オールカントリーは株式資産にしか投資していない。

 当たり前のことですが、オールカントリーインデックスファンドは、株式資産に投資をする投資信託なので、株式資産にしか投資をしていません。そのため、多くの国に分散投資をしていたとしても、株式資産どうしでは価格変動の連動性が高いために、ポートフォリオ全体の下落リスクもほとんど軽減することができません。
 つまり、地球丸ごとのような幅広く分散投資をしても、分散投資の目的の一つである、資産全体の評価額の下落リスクを減らす効果は、あまり期待できないと考えられています。
 現に、リーマンショックのあった時のMSCIオール・カントリー・ワールド・インデックスは、52.8%下落しており、その後元の位置に戻るまでに、約5年かかりました。

オールカントリーとS&P500の両方に投資をしている人も?

 オールカントリーの他にも、もう一つ人気の投資信託があります。それは、S&P500に連動するインデックスファンドです。
 ご存じの通り、S&P500は、米国株式の株価指数です。
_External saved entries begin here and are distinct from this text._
Issue #4733, opened 2017-11-18
[SourceTree] show angular icon as a domain


jasonLaster:
We currently show the webpack logo when the domain is webpack, we should do the same for angular :)

- the path might be slightly off - easy to check in `addToTree.js`
- the icon will need styling w/ light and dark themes

```diff
diff --git a/src/components/PrimaryPanes/SourcesTree.js b/src/components/PrimaryPanes/SourcesTree.js
index e2d6981..3f8adf8 100644
--- a/src/components/PrimaryPanes/SourcesTree.js
+++ b/src/components/PrimaryPanes/SourcesTree.js
@@ -232,6 +232,10 @@ class SourcesTree extends Component<Props, State> {
       return <Svg name="webpack" />;
     }
 
+    if (item.path === "/ng:") {
+      return <Svg name="angular" />;
+    }
+
     if (depth === 0) {
       return (
         <img
```

<img src='https://shipusercontent.com/3fc075cf7a02d2004ce2aef195e2e3b3/Screen%20Shot%202017-11-18%20at%204.54.41%20PM.png' title='Screen Shot 2017-11-18 at 4.54.41 PM.png' width=319>

borian:
Hey Jason,
https://github.com/borian/debugger.html/commit/762f7ced050930db5086a066a9a800a28a66540f
The `angular.svg` was already there so I only added the path check and styling.

Because the icon is already used in the call stack view, I needed to add specific styling for the source pane

`.managed-tree .tree-node .angular svg {`

![light](https://user-images.githubusercontent.com/1525694/32992085-ae98ed28-cd46-11e7-9322-6a17fd220d74.png)
![dark](https://user-images.githubusercontent.com/1525694/32992086-b12a40c8-cd46-11e7-82f5-9c6db84bd648.png)

If this is ok, I will do a PR

zaggy:
Maybe a good thing is to write `Angular (ng://)` instead of just plain `ng://` or like we do with Webpack, to ditch the address part altogether.

jasonLaster:
Yep, I'd just show Angular. Most users don't care

borian:
updated the PR https://github.com/devtools-html/debugger.html/pull/4738
Now it just showes Angular


![ng-light](https://user-images.githubusercontent.com/1525694/33102301-69ee4ed4-cf1c-11e7-9363-2663085d53e7.png)
[...]

PR #4738, opened 2017-11-19
added angular icon in the source pane for angular projects

borian:
Associated Issue: #4733

### Summary of Changes

added angular icon in the source pane for angular projects

light
dark

### DIFF
--- a/src/components/shared/Svg.css
+++ b/src/components/shared/Svg.css
@@ -115,3 +115,14 @@ html .arrow.expanded svg {
 .theme-dark .webpack {
   opacity: 0.5;
 }
+
+.managed-tree .tree-node .angular svg {
+  width: 15px;
+  height: 15px;
+  margin-right: 5px;
+  vertical-align: sub;
+}
+
+.theme-dark .managed-tree .tree-node .angular {
+  opacity: 0.5;
+}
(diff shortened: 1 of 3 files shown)


src/components/shared/Svg.css
```diff
@@ -115,3 +115,14 @@ html .arrow.expanded svg {
 .theme-dark .webpack {
   opacity: 0.5;
 }
+
+.managed-tree .tree-node .angular svg {
```
James300: Any reason this isn't just `.angular`, I understand the difference but I'm curious if this is safer / more maintainable / something else?

borian: Sorry, I only mentioned this in the issue https://github.com/devtools-html/debugger.html/issues/4733.
The icon is already used in the call stack view, thats why I added specific styling for the source pane

jasonLaster:
@borian can we replace `ng://` and `Angular`

borian:
@jasonLaster shure, I changed the name and squashed the commit
ng-light
ng-dark

jasonLaster:
Thanks i made a couple of tweaks including the shorter classname, hopefully we'll be okay :)

borian:
This css will add additional styling to the icon used in the call stack view.
But it will only be 3px larger, i think 😄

つまり、オールカントリーという米国に偏りがある株価指数の投資信託に、S&P500という米国の株価指数に連動する投資信託を組み合わせてしまうと、ポートフォリオ全体がさらに米国株式に偏ることになり、分散投資の理屈から言えば、全くの無意味であるどころか、逆に分散投資の効果が薄れる悪影響さえ考えられます。

 分散投資の基本から考えれば、オールカントリーを1つ選択したら、他の米国株をポートフォリオに入れることは、あまり賢いやり方とは言えません。むしろそれならば、最初からオールカントリーではなく、S&P500に連動する投資信託を買うべきだと思います。

 初心者向けという言葉や、人気があるという言葉につられて、いろんな投資信託を買ったり、変額保険に加入したりしている人も、たまに見かけることがありますが、それだと『投資の目的』や『運用方針』がごちゃ混ぜになり、また曖昧になってしまい、かえって資産運用することで悪影響を及ぼしかねません。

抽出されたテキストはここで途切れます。